[Records contained in a dataset]
====================

PR #208, opened 2018-02-28
Add an "offline" mode for mixer

kevincwells:
This patch adds a persistent `--offline` flag to the top-level mixer
command, which means every command can pass this flag to make mixer
work offline.

When mixer works offline, it skips caching upstream bundle definition
files. This has the implication that every bundle in the user's mix
must be available in `local-bundles`.

### DIFF
--- a/builder/builder.go
+++ b/builder/builder.go
@@ -51,6 +51,10 @@ var UseNewSwupdServer = false
 // building the chroots. This is an experimental feature.
 var UseNewChrootBuilder = false
 
+// Offline controls whether mixer attempts to automatically cache upstream
+// bundles. In offline mode, all necessary bundles must exist in local-bundles.
+var Offline = false
+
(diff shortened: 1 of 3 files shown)


kevincwells:
This is an uncommon use case, but one that dev-ops-style users would benefit from.

I've tested this, and it seems to work. The "look first in local-bundles" nature of mixer's design means this directory being empty isn't ever a problem, so long as the bundles exist in `local-bundles` The only case where it mattered was with `mixer bundle list`, which pulls upstream bundles to do all kinds of checking for nice output. It was easy to catch that, though, and simply return an empty `bundleSet`.

`mixer init --offline` is a bit tricky, because `init` attempts to add 4 bundles right off. Not a problem if you've already copied all your bundles for your build (including those) over into `local-bundles`. The average user might not understand to do that, but this really is a niche feature the average user wouldn't use.

PR #210, opened 2018-02-28
Fix Mix Bundle List file bug

kevincwells:
Fixes a bug in the location for where the Mix Bundle List
(stored in the 'mixbundles' file) is read/write during 'mixer
bundle add' and 'mixer bundle remove' commands.

### DIFF
--- a/mixer-completion/cmd/completion.go
+++ b/mixer-completion/cmd/completion.go
@@ -29,7 +29,6 @@ type completionCmdFlags struct {
 
 var completionFlags completionCmdFlags
 
-
 // CompletionCmd represents the base command for mixer-completion
 var CompletionCmd = &cobra.Command{
 	Use:   "mixer-completion",
--- a/builder/builder.go
+++ b/builder/builder.go
@@ -602,7 +602,7 @@ func (b *Builder) getBundleFromName(name string) (*bundle, error) {
 func (b *Builder) getMixBundlesListAsSet() (bundleSet, error) {
 	set := make(bundleSet)
 
-	bundles, err := helpers.ReadFileAndSplit(b.MixBundlesFile)
+	bundles, err := helpers.ReadFileAndSplit(filepath.Join(b.VersionDir, b.MixBundlesFile))
 	if os.IsNotExist(err) {
 		return set, nil
 	} else if err != nil {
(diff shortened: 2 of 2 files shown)


mixer-completion/cmd/completion.go
```diff
@@ -29,7 +29,6 @@ type completionCmdFlags struct {
 
 var completionFlags completionCmdFlags
 
-
```
matthewrsj: unrelate change?

kevincwells: Correct. Left over from a un-linted commit earlier. (I think mine)

kevincwells: (AKA, what's on Master right now doesn't pass linting :P)

matthewrsj: but we lint in travis

kevincwells:
This is a "major bug", but one that doesn't manifest in visible errors for most users.

1. If user uses their working dir as their `VERSIONS_DIR`, this bug does not affect them.
1. If the user points `VERSIONS_DIR` somewhere else, this bug will make a `mixbundles` file in the correct place, but then _re_-make and use a different `mixbundles` file in the directory where they're running mixer. So it "appears to work" for the user, it's just reading and writing to the wrong file.

The only real way this would manifest as an error for the user is if the tool doesn't have write-access to wherever it is being run (because the user expects all input/output to be in other locations configured in `builder.conf`)

mixer-completion/cmd/completion.go
kevincwells: If I'm understanding correctly, this is left over from my hasty `--path` addition to mixer-completion. It's just a stray newline that linting wants removed.

kevincwells: As in, I believe I forgot to `make lint`, and because travis takes 8 years to run, we merged in a hurry to get the release out.

matthewrsj: > travis takes 8 years to run, we merged in a hurry

:disappointed:

tmarcu: Huh, weird..I don't merge things that haven't passed Travis... I think it passed and then you had to force push an update which maybe broke linting? And we didn't wait for that one to pass again?

kevincwells: @tmarcu -- probably. I'm 99% sure it was a mistake I made either way. Luckily it's just a bonus newline.

kevincwells:
@tmarcu Agreed, it'd be good to carefully look at how and where we are configuring things, and think through how/where we _should_ be doing it instead. I think changes would likely go in as part of @rchiossi's config.

Off the top of my head, I can say that the only thing I *know* is not configurable is the `upstream-bundles` directory, which is currently always made in the working directory. This was chosen because they really should be treated as temporary working files, but we definitely could let you configure it right alongside `LOCAL_BUNDLE_DIR` -- an `UPSTREAM_BUNDLE_DIR`.  As I mentioned elsewhere, my only real concern with doing that is that people might attempt to configure this to a common space that multiple concurrent builds point to (this is, in theory, something you could easily do with `local-bundles`). The tool clears out any other cached versions not corresponding to the current build, so concurrent builds with different `upstreamversion`'s writing to the same dir would battle each other. Easy enough to document that people shouldn't use it that way.

Other than that, `upstreamversion`, `upstreamurl`, `mixversion`, and `mixbundles` are all created in the dir defined by `VERSIONS_DIR`. Likely that ought to be renamed to something else, and we might want to split up what all goes in there.

PR #211, opened 2018-03-02
builder.go: Hardlink only with --keep-chroots

tmarcu:
Due to using nosync, hardlinking could start before all of the individual
bundle chroots are actually removed. However, we do not need to hardlink if
--keep-chroots is not passed, because the full chroot implicitly will not
have any duplicate files. In this case, just delete the individual bundle
chroots and don't hardlink.


builder/builder.go
```diff
@@ -1483,14 +1483,15 @@ func (b *Builder) BuildUpdate(prefixflag string, minVersion int, format string,
...
-	// Hardlink the duplicate files. This helps when keeping the bundle chroots.
-	hardlinkcmd := exec.Command("hardlink", "-f", b.StateDir+"/image/"+b.MixVer+"/")
-	hardlinkcmd.Stdout = os.Stdout
-	hardlinkcmd.Stderr = os.Stderr
-	err = hardlinkcmd.Run()
-	if err != nil {
-		return errors.Wrapf(err, "couldn't perform hardlink step")
+	} else {
+		// Hardlink the duplicate files ONLY when keeping the bundle chroots.
+		hardlinkcmd := exec.Command("hardlink", "-f", b.StateDir+"/image/"+b.MixVer+"/")
```
matthewrsj: Would prefer `filepath.Join()`

PR #212, opened 2018-03-02
Mixer bundle basic validation change

kevincwells:
Previously, "basic" bundle validation included checking that the
bundle filename (currently used as the "bundle name") matched the
"Title" field in the bundle header (currently not used), and that
the "Title" field itself was valid. This was a step toward future
usage, where mixer will use the header "Title" itself.

This caused mixer to be incompatible with previous versions of CLR,
for which these filename-to-title missmatches were allowed and thus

====================

Lines with "errors": return each one from the data above.

This is a "major bug", but one that doesn't manifest in visible errors for most users.
-		return errors.Wrapf(err, "couldn't perform hardlink step")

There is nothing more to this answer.